CHARLES R. RICHEY, UNITED STATES DISTRICT JUDGE
The defendant Robert M. Hardy, along with twenty-eight other defendants, is charged with participating in a conspiracy to distribute and to possess with the intent to distribute cocaine and cocaine base in violation of 21 U.S.C. § 846. Pursuant to Rule 12.2(b) of the Federal Rules of Criminal Procedure, defendant filed a motion on January 30, 1990 requesting leave to late-file a notice of his intention to introduce opinion testimony at trial concerning his mental condition. Defendant maintains that such opinion testimony would be relevant to his defense because "it is unlikely that a person with his intelligence level and limited functioning would be capable" of committing the offense of conspiracy with which he is charged.
The defendant specifically advised the Court that he did not intend or desire to raise insanity as an affirmative defense.
On January 31, 1990, at a hearing on an unrelated matter in this case, the government handed the Court a motion requesting the Court to issue an order directing the defendant to undergo a psychiatric or psychological examination pursuant to 18 U.S.C. § 4242(a) and Rule 12.2.
In open court, the Court granted the government's motion for a psychiatric or psychological examination of defendant, and denied, without prejudice, defendant's motion for leave to late-file a notice of his intention to offer opinion testimony concerning his mental condition which would negate his "intent" to commit the crime with which he is charged.
Since the Court first received and considered the motions filed by the defendant and the government, the Court has more carefully considered whether opinion testimony concerning defendant's mental condition would be admissible at trial. The Court now concludes that such testimony is irrelevant and, therefore, inadmissible as defendant is only charged with a general intent crime in this case.

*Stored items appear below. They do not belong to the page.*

PR #122, opened 2016-07-01
Minor refactors for multi-format support

mortenpi:
Several small changes, not directly related to each other. Descriptions in the commit messages.

### DIFF
--- a/src/Builder.jl
+++ b/src/Builder.jl
@@ -23,7 +23,6 @@ using Compat
 The default document processing "pipeline", which consists of the following actions:
 
 - [`SetupBuildDirectory`](@ref)
-- [`CopyAssetsDirectory`](@ref)
 - [`RedirectOutputStreams`](@ref)
 - [`ExpandTemplates`](@ref)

The offense of conspiracy, as set forth in the general conspiracy statute, 18 U.S.C. § 371, is a specific intent crime. "The specific intent required for [that offense] is . . . the intent to advance the unlawful object of the conspiracy." United States v. Haldeman, 181 U.S. App. D.C. 254, 559 F.2d 31, 112 (D.C.Cir. 1976), cert. denied, 431 U.S. 933, 97 S. Ct. 2641, 53 L. Ed. 2d 250 (1977). In contrast, the offense of conspiracy as set forth in the Controlled Substances Act, 21 U.S.C. § 846, is a general intent crime. The elements of a § 846 conspiracy do not include or require proof of a specific intent to commit the object of the conspiracy. In order to sustain its burden of proof with respect to a § 846 conspiracy, the government must only prove beyond a reasonable doubt that a conspiracy existed of which the defendant was aware and that the defendant knowingly and voluntarily joined the conspiracy. See United States v. Cooper, 868 F.2d 1505, 1514 (6th Cir.), cert. denied, 490 U.S. 1094, 109 S. Ct. 2440, 104 L. Ed. 2d 996 (1989); United States v. Savaiano, 843 F.2d 1280, 1294 (10th Cir.), cert. denied, 488 U.S. 836, 109 S. Ct. 99, 102 L. Ed. 2d 74 (1988); United States v. Lippner, 676 F.2d 456, 466 (11th Cir. 1982).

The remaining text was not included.